Ganesha says it's sad Bejan Daruwala is gone...
by Yogesh PawarAfter it seemed like all kinds of off-beat stories had been done and dusted in the run-up to the 2014 general elections, my then editor had pulled a rabbit out of the hat by suggesting I speak to astrologers, tarot-card readers, numerologists and the like to predict the outcome. Almost everyone I called was either iffy or built in so many qualifiers to their predictions that they could score irrespective of who won. I was wondering if the story was a no-go when I called the astrologer Bejan Daruwala.
He was his gregarious self and chortled away asking how I was doing. “Modi is unstoppable. He has the stars with him for popularity and drive. He will make a clean sweep,” he had said. Today, the massive mandate that brought Narendra Modi to the prime ministerial chair came back to mind when news came of the passing of Daruwala at an Ahmedabad hospital due to pneumonia.
The nonagenarian was in the ICU, on a ventilator. All the life-support systems and the prayers of his huge following could not, unfortunately help, as doctors said things were not looking too good. “Knowing Bejan, he would have chuckled at the irony of how this was happening to him. After all, with Ganesha’s grace, he would be able to scan the Universe, read planets, and make a fortune with astonishing predictions based on Vedic and Western astrology, tarot cards, IChing, the Hebrew Kabbalah, palmistry, and what have you,” says senior journalist and close friend of the deceased Mark Manuel. Pointing out how he will miss him forever, Manuel said: “I was watching the 6 pm news on TV.
My heart sank at the rising death toll of coronavirus rampaging across the country. That's when the call came from Ahmedabad, telling me about the one death that I didn’t want to hear about,” and added, “At 90, given his failing health over the last decade, and his recent hospitalisation with pneumonia, I should've been prepared. But you’re never prepared for death. And in Bejan’s case, I expected a miracle. Like so many times before. Waiting to hear his booming “Shree Ganeshaya Namah!” on the phone. Which was his way of telling me he was back! After cheating death again. I thought it'd be the same this time too. Now my heart's broken.” Columnist and actor-activist Dolly Thakore also condoled the demise of Daruwala, who used to be her neighbour in Mumbai.
“I would rib him about the astrology since I never believed in it. Though he never gave up trying to give me astrological advice which I resolutely ignored, it never came in the way we related to each other as friends. He was gregarious, charming and had one heck of a sense of humour. He could tell jokes and entertain like few. Conversations with him were so entertaining that I would often visit his place and in a few minutes, all the world's worries would simply float away.” According to her, what made him special was his ability to laugh at himself and guffaw at his own resort to hocus-pocus. “But people come with such high expectations and you don't want them to leave crestfallen.”
She also points out how well-read Daruwala was. “Unlike other astrologers, he could bring in Shakespeare or Tagore into his conversation and find a way of linking it all to astrology and the planets.” Manuel agrees there wouldn't be one dull moment around Daruwala, who he remembers as “the bawdy Parsi astrologer, who wrote our daily horoscopes in the city tabloid I worked for.” But this was before he became quite the sought-after sensation for predicting the Indira Gandhi's assassination and the Bhopal gas tragedy. He was 5 feet tall and weighed 200 pounds. “He would not lose any opportunity to talk about his days as Ahmedabad’s 100-metre sprint champion and of when he played cricket and hockey for the varsity,” he says, adding, “Of course, there was nothing athletic about Bejan.

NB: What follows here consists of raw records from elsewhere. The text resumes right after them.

PR #26640, opened 2022-11-30
Increase Minimum Offroad Battery Voltage

EdwardApollo:
Updated minimum offroad battery voltage to reduce wear on car batteries and updated max offroad time to reflect the increased power consumption at idle based on EPHOT hardware power draw.

Most vehicles make use of lead acid batteries which during normal use shouldn't ever decrease below ~12V (different sources give a range of 11.9-12.2V). Increasing this limit will prevent premature battery failure by preventing excessive sulfation of the cells and by extension prematurely reduce the remaining life of the car battery.

Offroad Battery Voltage Distribution (Last 7 Days):
image-1

image
image


EdwardApollo:
I can also see the merit to leaving max off-road time at 30h to mitigate the need for a fresh boot after 24h assuming good battery conditions. 

The primary change here is the battery voltage.

HaraldSchafer:
3.7w sounds way too high. The problem with increasing the 11v limit is that it doesn't account for measurement error or voltage drop. We found the current measurement we are using now to be the best shutoff mechanism. The 30hr limit was decided because it's the minimum to have the device always on when you get in the car if you drive daily.

AlexandreSato:
> Updated minimum offroad battery voltage to reduce wear on car batteries and updated max offroad time to reflect the increased power consumption at idle based on EPHOT hardware power draw.
> 
> Most vehicles make use of lead acid batteries which during normal use shouldn't ever decrease below ~12V (different sources give a range of 11.8-12.2V). Increasing this limit will prevent premature battery failure by preventing excessive sulfation of the cells and by extension prematurely reduce the remaining life of the car battery.
> 
> image image

there is 0.16V voltage drop in the wire to the comma 3

EdwardApollo:
> 3.7w sounds way too high. The problem with increasing the 11v limit is that it doesn't account for measurement error or voltage drop. We found the current measurement we are using now to be the best shutoff mechanism. The 30hr limit was decided because it's the minimum to have the device always on when you get in the car if you drive daily.

@HaraldSchafer  30 hour limit makes total sense, as other metrics will catch it in the meantime if needed

Has this error ever been measured ~1V? Otherwise 11.0V still seems much too low.
>...
> there is 0.16V voltage drop in the wire to the comma 3

@AlexandreSato this is pretty close to what I'm seeing comparing the value in comma connect and actually taking a reading on my battery directly. 

On connect it is currently showing 12.3V and 12.2V. Conservatively assuming the larger of the 2 voltage drops, I'm seeing a 0.14V difference, so yes 0.16V seems reasonable.

So instead of 12V, 11.9 or 11.8V as a cutoff seems more reasonable, and assuming this difference doesn't grow much further than that 11.0V still seems very low.

PXL_20221130_210339771

jyoung8607:
You don't want to shutdown after 10 hours. That would require a cold boot every morning for a daily work commute. Remember there exist cars/integrations where you'll have faults and need to restart the car if openpilot goes onroad too late.

Also, that 3.7W idle usage does NOT sound right. I recall something in the 1W range when playing with it during EPHOT but I haven't measured lately. It should actually have gotten better with Panda deep sleep mode.

The battery voltage floor is indeed too low IMO, but before dramatically raising it:

Account for steady-state voltage drop between C3 and the battery. It's not huge but it's not zero. From memory, last time this was discussed, it was in the 0.2-0.3 volt range on some tested cars. The chart you posted is valid, but only when measuring open circuit voltage at the battery. You are measuring from some distance away, across a circuit with a load on it.

Account for instantaneous drop when owners unlock their cars and get in, before starting the engine. C3 is likely to see voltages in the mid-11s even with the battery in a decent state of charge. Again, that chart is showing OCV measurements, and from the moment an owner hits unlock on their key fob, the car is going to be very "awake" and dragging that way down.

The current voltage threshold for shutdown is < 11.0V for 5 seconds. I think something like <11.8V for 5 *minutes* (which is more like 12.0 at the battery) could be more appropriate.

Hubblesphere:
> The current voltage threshold for shutdown is < 11.0V for 5 seconds. I think something like <11.8V for 5 minutes (which is more like 12.0 at the battery) could be more appropriate.

This was what I was thinking as well. Need it to be a longer time frame. I also don't want power on time to be shortened.

EdwardApollo:
Reverted max offroad time to 30h, changed voltage cutoff to 11.8V

EdwardApollo:
> You don't want to shutdown after 10 hours. That would require a cold boot every morning for a daily work commute. Remember there exist cars/integrations where you'll have faults and need to restart the car if openpilot goes onroad too late.

Reverted to 30h

> Also, that 3.7W idle usage does NOT sound right. I recall something in the 1W range when playing with it during EPHOT but I haven't measured lately. It should actually have gotten better with Panda deep sleep mode.

Removed the comment entirely, as it pertained to C2 anyway

> The battery voltage floor is indeed too low IMO, but before dramatically raising it:
> 
> Account for steady-state voltage drop between C3 and the battery. It's not huge but it's not zero. From memory, last time this was discussed, it was in the 0.2-0.3 volt range on some tested cars. The chart you posted is valid, but only when measuring open circuit voltage at the battery. You are measuring from some distance away, across a circuit with a load on it.
> 
> Account for instantaneous drop when owners unlock their cars and get in, before starting the engine. C3 is likely to see voltages in the mid-11s even with the battery in a decent state of charge. Again, that chart is showing OCV measurements, and from the moment an owner hits unlock on their key fob, the car is going to be very "awake" and dragging that way down.
> 
> The current voltage threshold for shutdown is < 11.0V for 5 seconds. I think something like <11.8V for 5 _minutes_ (which is more like 12.0 at the battery) could be more appropriate.

Changed to voltage floor to 11.8V instead of 12 per my earlier comment comparing voltage at the battery and the value displayed in connect

Good point regarding timing, definitely a decent point

HaraldSchafer:
We'd have to check across the fleet weather we ever have big measurement errors or voltage drop, before we can make changes to this. 

But besides that I just went through some of our previous discussions on this. All the cases we've seen a dead battery the battery was already so degraded that even with a much higher voltage cutoff the car likely wouldn't have started anyway. There's no case I am aware of where the C3 killed a car with a healthy battery.

I think the best thing to do is to have some kind of battery-health tracking so that when your battery is running out of capacity you are somehow warned.

EdwardApollo:
> @HaraldSchafer 
> We'd have to check across the fleet weather we ever have big measurement errors or voltage drop, before we can make changes to this.
> 
> But besides that I just went through some of our previous discussions on this. All the cases we've seen a dead battery the battery was already so degraded that even with a much higher voltage cutoff the car likely wouldn't have started anyway. There's no case I am aware of where the C3 killed a car with a healthy battery.
> 
> I think the best thing to do is to have some kind of battery-health tracking so that when your battery is running out of capacity you are somehow warned.

So yes, if a car's battery is so degraded that the car can't start anyway, the C3 won't have an affect in that

*However*, part of lengthening a car batteries life is not allowing it to get in that voltage range in which the car can still start, but you are significantly reducing the life of it.

While technically, a battery will likely start a car at any voltage above 11.6V, allowing it to get to 11.9V or below will cause the battery to degrade *much* quicker.

AlexandreSato:
This pull request is important to preserve the comma image, something is degrading the batteries faster

EdwardApollo:
@robbederks took a stab at adding an IsOffroad parameter check to ensure a shutdown doesn't happen per your suggestion. There is a good chance I did it incorrectly, so here be dragons.

EdwardApollo:
Testing this commit now. Will report back if I see any issues.

EdwardApollo:
This commit boots and seems to work fine on my comma 3. 

Tau increased 12s->45s to achieve a more effective LPF.

HaraldSchafer:
Is the offroad flag needed? Does the ignition check not cover this?

EdwardApollo:
> Is the offroad flag needed? Does the ignition check not cover this?

Good point. If ignition on doesn't include accessory mode then I guess not.

incognitojam:
> Good point. If ignition on doesn't include accessory mode then I guess not.
There is no distinction between accessory mode and ignition in openpilot - if using the 12V line to detect ignition it usually goes high regardless of accessory mode or engine on.

robbederks:
> @robbederks took a stab at adding an IsOffroad parameter check to ensure a shutdown doesn't happen per your suggestion. There is a good chance I did it incorrectly, so here be dragons.
> 
> Lowpass tau is still at 12s. Maybe this should be increased also

Yeah, IsOffroad is basically the same as the ignition line, so that's not a useful check

EdwardApollo:
> @HaraldSchafer 
> Is the offroad flag needed? Does the ignition check not cover this?


> @incognitojam 
> There is no distinction between accessory mode and ignition in openpilot - if using the 12V line to detect ignition it usually goes high regardless of accessory mode or engine on.

> @robbederks 
> Yeah, IsOffroad is basically the same as the ignition line, so that's not a useful check

Reverted this change. Being that the primary concern was that the device may power off while the car is I'm accessory mode, I think we're good.

EdwardApollo:
image-1

Adding Offroad Battery Voltage Distribution from the last 7 days for context

EdwardApollo:
Thinking about this a bit further, if the goal is to prevent the battery from ever seeing <12v, we should set 11.9V as the limit, using the steady state voltage drop between the battery and the comma device as a buffer to ensure that those who don't drive daily don't repeatedly enter the sub 12V range, as even entering that range will accelerate battery degradation.

Once the standby C3 power draw is improved, it could be raised to 12V with minimal impact on the majority of drivers, really only affecting those who leave their vehicle idle for multiple days.

EdwardApollo:
For ease of review, the only changes made via this PR are:

CAR_VOLTAGE_LOW_PASS_K = 0.011 # LPF gain for 45s tau (dt/tau / (dt/tau + 1))
and
VBATT_PAUSE_CHARGING = 11.9

HaraldSchafer:
Please put the value back to 11.8V

The voltage cut-off is not intended to prevent the battery from draining too much to prevent degradation. That is what the charge/drain tracking is for. That is the primary battery-management and is very reliable, much more reliable than voltage cut-off can be. All the voltage cut-off can do is prevent deterioration when the charge/drain tracking fails which I have only seen happen in cases where the battery was so deteriorated it had less than 10% charge left. If there any more examples of the charge/drain tracking failing for any reason, we want to look into them.

Just to reiterate the C3 shuts down after 30Wh of power draw (and only if it thinks battery has recently been charged), **that's less than 10% of even a small prius battery**

EdwardApollo:
> Please put the value back to 11.8V
> 
> The voltage cut-off is not intended to prevent the battery from draining too much to prevent degradation. That is what the charge/drain tracking is for. That is the primary battery-management and is very reliable, much more reliable than voltage cut-off can be. All the voltage cut-off can do is prevent deterioration when the charge/drain tracking fails which I have only seen happen in cases where the battery was so deteriorated it had less than 10% charge left. If there any examples of the charge/drain tracking failing for any reason, we want to look into them.
> 
> Just to reiterate the C3 shuts down after 30Wh of power draw (and only if it thinks battery has recently been charged), **that's less than 10% of even a small prius battery**

Reverted

HaraldSchafer:
Ready to merge when the diff is clean, seems to be merged weirdly or something

EdwardApollo:
> Ready to merge when the diff is clean, seems to be merged weirdly or something

Accidentally merged master into this branch, then reverted. Unsure how to fix.

EdwardApollo:
@HaraldSchafer  I could try git reset --hard c00fb9a8ce26d2d77543d643910c5dcd8fefc440 and then force push, but feel free to advise or modify yourself if there's a better method

EdwardApollo:
New PR created to clean up commit. See https://github.com/commaai/openpilot/pull/26661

But his girth matched his mirth.”
The last time Manuel met Daruwala, the astrologer was wheelchairbound and needed an attendant to help him. “I asked him quietly about death. And whether he knew when his time would come. Bejan rudely dismissed me. With the choicest bad words. Then when I was leaving, he solemnly handed me a sealed envelope. I asked him what it was. “Your forecast for next year,” he said ominously, “just in case we never meet again.” So, Bejan Daruwala knew after all!